How Is Tension Calculated Between Train Cars During Acceleration?

[spoonthrower]

A train consists of 50 cars, each of which has a mass of 6.6*10^3 kg. The train has an acceleration of 6.0*10^-2 m/s2. Ignore friction and determine the tension in the coupling at the following places.

A)between the 30th and 31st cars

B)between the 49th and 50th cars

I know f=ma that's about it.

 

[PhanthomJay]

A train consists of 50 cars, each of which has a mass of 6.6*10^3 kg. The train has an acceleration of 6.0*10^-2 m/s2. Ignore friction and determine the tension in the coupling at the following places.

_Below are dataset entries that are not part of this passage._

PR #38, opened 2024-09-18
Improve `Set.Contains()` performance by making `Set` a hash set-like data structure

patjakdev:
*Issue #, if available:* None

*Description of changes:*

This PR changes `types.Set` into a cheeseball open-addressable hash set by changing the underlying storage from a slice to a `map[uint64]types.Value` where the `uint64` key is a hash of the corresponding `types.Value`.

This required us to add a `hash()` function to the `Value()` interface. Non-trivial implementations of the `hash()` function use the `fnv` hash from the Go standard library, which is apparently the same one used (at least at one time) for Go's internal implementation of `map`.

In order to make this safe, we also had to make `Record` and `Set` immutable, which was generally a good quality of life improvement in terms of cognitive overhead when thinking about how to deal with `Value`s and allowed us to remove the `deepClone()` method of the `Value` interface. It does, however, mean that in order to construct a `Set` or `Record`, one now needs to go through the `NewSet()` or `NewRecord()` constructor function, respectively.

Collisions are resolved by simply adding 1 to the computed hash of the `Value` until a free slot is found in the map. This works trivially, so long as the `Set` remains immutable because to no values can be removed from the map and thus no holes in the open addressing chain can be created.


.github/workflows/build_and_test.yml
```diff
@@ -22,7 +22,7 @@ jobs:
         run: go build -v ./...
 
       - name: Test
-        run: go test -v ./...
```
patjakdev, line 25: Unrelated, but the output of the workflow has become completely unwieldy.

internal/eval/evalers_test.go
```diff
@@ -1234,6 +1234,28 @@ func TestContainsAnyNode(t *testing.T) {
 			})
 		}
 	}
+
+	t.Run("not quadratic", func(t *testing.T) {
```
patjakdev, line 1238: This test demonstrates that a worst-case search for the intersection between two sets was previously quadratic.

x/exp/batch/batch.go
```diff
@@ -220,10 +220,11 @@ func doBatch(ctx context.Context, be *batchEvaler) error {
 	// then loop the current variable
 	loopEnv := *be.env
 	u := be.Variables[0]
-	_, chPrincipal := cloneSub(be.env.Principal, u.Key, nil)
-	_, chAction := cloneSub(be.env.Action, u.Key, nil)
-	_, chResource := cloneSub(be.env.Resource, u.Key, nil)
-	_, chContext := cloneSub(be.env.Context, u.Key, nil)
+	dummyVal := types.True
+	_, chPrincipal := cloneSub(be.env.Principal, u.Key, dummyVal)
```
patjakdev, line 224: @philhassey, I think the use of this dummy value here is okay. Let me know if you have any other more clever ideas how to get this to work. The problem is that `Set` tries to call `.hash()` on `nil` here, which obviously doesn't work.

patjakdev:
I'm considering using the `maphash` [package](https://pkg.go.dev/hash/maphash@go1.23.1) for the non-trivial hashing instead of `fnv`. It seems like it's fit for purpose.

types/set.go
```diff
@@ -2,19 +2,94 @@ package types
...
+			}
+			hashKey++
+		}
+	}
+
+	// Special case hashVal for empty set to 0 so that the return value of Value.hash() of Set{} and NewSet([]Value{})
+	// are the same
+	var hashVal uint64
+	if len(set) > 0 {
+		slices.Sort(hashes)
```
apg, line 51: Seems like we could probably just sum all the element's `hash()` and be faster without much additional fear of collisions? Basically, the hash() of other values becomes more important.

Note: I looked for reasons to believe this is true and found that Java implements `hashCode()` for `AbstractSet` this way:

> Returns the hash code value for this set. The hash code of a set is defined to be the sum of the hash codes of the elements in the set, where the hash code of a null element is defined to be zero. This ensures that s1.equals(s2) implies that s1.hashCode()==s2.hashCode() for any two sets s1 and s2, as required by the general contract of [Object.hashCode()](https://docs.oracle.com/javase/8/docs/api/java/lang/Object.html#hashCode--).

patjakdev: Good idea!

types/set.go
```diff
@@ -3,18 +3,83 @@ package types
...
+
+// NewSet takes a slice of Values and stores a clone of the values internally.
+func NewSet(v []Value) Set {
+	orig := make([]Value, len(v))
+	set := make(map[uint64]Value, len(v))
+
+	for i, vv := range v {
+		orig[i] = vv
+
+		hash := vv.hash()
```
patjakdev, line 25: Another thought. Could we just call `vv.String()` here and hash the string output of the `Value`? We'd have to check if the `String()` output is always the same for any equivalent instantiation of `Value`...

Just a thought before I step away for the day...

apg:
We could. Seems cheaper to sum `hash()` rather than build a string and hash that though. Summing `hash()` seems generic enough to work for all non-atomic types.On Sep 18, 2024, at 17:02, Patrick Jakubowski ***@***.***> wrote:﻿
@patjakdev commented on this pull request.



In types/set.go:
> -type Set []Value
+// A Set is an immutable collection of elements that can be of the same or different types.
+type Set struct {
+	s       map[uint64]Value
+	hashVal uint64
+}
+
+// NewSet takes a slice of Values and stores a clone of the values internally.
+func NewSet(v []Value) Set {
+	orig := make([]Value, len(v))
+	set := make(map[uint64]Value, len(v))
+
+	for i, vv := range v {
+		orig[i] = vv
+
+		hash := vv.hash()

Another thought. Could we just call vv.String() here and hash the string output of the Value? We'd have to check if the String() output is always the same for any equivalent instantiation of Value...
Just a thought before I step away for the day...

x/exp/batch/batch.go
philhassey: That's fine.

internal/eval/evalers_test.go
```diff
@@ -1244,16 +1266,16 @@ func TestRecordLiteralNode(t *testing.T) {
 		result types.Value
 		err    error
 	}{
-		{"empty", map[types.String]Evaler{}, types.Record{}, nil},
+		{"empty", map[types.String]Evaler{}, types.NewRecord(types.RecordMap{}), nil},
```
philhassey, line 1269: types.Record{} could work

types/decimal_internal_test.go
```diff
@@ -0,0 +1,21 @@
...
+	t.Parallel()
+	t.Run("hash", func(t *testing.T) {
+		t.Parallel()
+
+		testutil.Equals(t, UnsafeDecimal(42).hash(), UnsafeDecimal(42).hash())
+		testutil.Equals(t, UnsafeDecimal(-42).hash(), UnsafeDecimal(-42).hash())
+
+		// This isn't necessarily true for all values of Decimal, but we want to ensure we aren't just returning the
+		// same hash value for Decimal.hash() for every instance.
+		testutil.Equals(t, false, UnsafeDecimal(42).hash() == UnsafeDecimal(1337).hash())
```
philhassey, line 19: FatalIf would be better

types/record.go
```diff
@@ -2,25 +2,73 @@ package types
...
+func (r Record) Get(s String) (Value, bool) {
+	v, ok := r.m[s]
+	return v, ok
+}
 
 // Equals returns true if the records are Equal.
 func (a Record) Equal(bi Value) bool {
 	b, ok := bi.(Record)
-	if !ok || len(a) != len(b) {
+	if !ok || len(a.m) != len(b.m) {
```
philhassey, line 67: Add a.m.hash != b.m.hash

types/record_test.go
```diff
@@ -57,18 +57,126 @@ func TestRecord(t *testing.T) {
...
+		m := types.RecordMap{"foo": types.Long(42), "bar": types.Long(1337)}
+		r := types.NewRecord(m)
+
+		delete(m, "foo")
+		m["bar"] = types.Long(42)
+
+		testutil.Equals(t, r.Len(), 2)
+
+		got := types.RecordMap{}
+		r.Iterate(func(k types.String, v types.Value) bool {
```
philhassey, line 175: maybe add `r.Map() -> RecordMap`

maybe for sets `r.Slice() -> []Value`

types/set.go
```diff
@@ -3,18 +3,83 @@ package types
...
-type Set []Value
+// A Set is an immutable collection of elements that can be of the same or different types.
+type Set struct {
+	s       map[uint64]Value
+	hashVal uint64
+}
+
+// NewSet takes a slice of Values and stores a clone of the values internally.
+func NewSet(v []Value) Set {
+	orig := make([]Value, len(v))
```
philhassey, line 19: org is unused

types/set.go
philhassey: I'd vote against this, since creating the full String is so costly.

types/set.go
```diff
@@ -3,18 +3,83 @@ package types
...
+	set := make(map[uint64]Value, len(v))
+
+	for i, vv := range v {
+		orig[i] = vv
+
+		hash := vv.hash()
+		hashKey := hash
```
philhassey, line 26: also drop hashKey

types/set.go
```diff
@@ -23,13 +88,13 @@ func (as Set) Equal(bi Value) bool {
 	if !ok {
 		return false
 	}
-	for _, a := range as {
-		if !bs.Contains(a) {
-			return false
-		}
+
+	if len(as.s) != len(bs.s) {
```
philhassey, line 92: add in hash comparison to the first if

types/set_internal_test.go
```diff
@@ -0,0 +1,130 @@
...
+		})
+
+		// These tests don't necessarily hold for all values of Set, but we want to ensure we are considering
+		// different aspects of the Set, which these particular tests demonstrate.
+
+		t.Run("extra element", func(t *testing.T) {
+			t.Parallel()
+			s1 := NewSet([]Value{Long(42), Long(1337)})
+			s2 := NewSet([]Value{Long(42), Long(1337), Long(1)})
+			testutil.Equals(t, false, s1.hash() == s2.hash())
```
philhassey, line 98: ErrorIf

x/exp/batch/batch.go
```diff
@@ -328,29 +329,55 @@ func cloneSub(r types.Value, k types.String, v types.Value) (types.Value, bool)
...
-			if vv, delta := cloneSub(vv, k, v); delta {
-				if !cloned {
-					t = maps.Clone(t) // intentional shallow clone
-					cloned = true
-				}
-				t[kk] = vv
+		hasDeltas := false
+
+		// First pass, check for deltas
+		t.Iterate(func(_ types.String, vv types.Value) bool {
```
philhassey, line 335: with .Map() added this could be a single Iterate call with some tweaking

philhassey (approved):
LGTM, some minor tweaks.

A)between the 30th and 31st cars

B)between the 49th and 50th cars

I know f=ma that's about it.

The cars are all coupled together, so whether you look at one car, 10 cars, 30 cars, or 50 cars, each and all are accelerating at the same rate.
So between the 30th and 31st, isolate that end part of the train using a free body diagram and sure, use F_{net} = ma
where F_{net} is the only force acting in the horizontal direction, the tension in the coupling betweeen the 30th and 31st cars; and for m, that's just the mass of each car times 20 cars (31 thru 50). Do the same for the caboose coupling tension calculation, m will be a lot less, and therefore so will the coupling tension be less than part A result.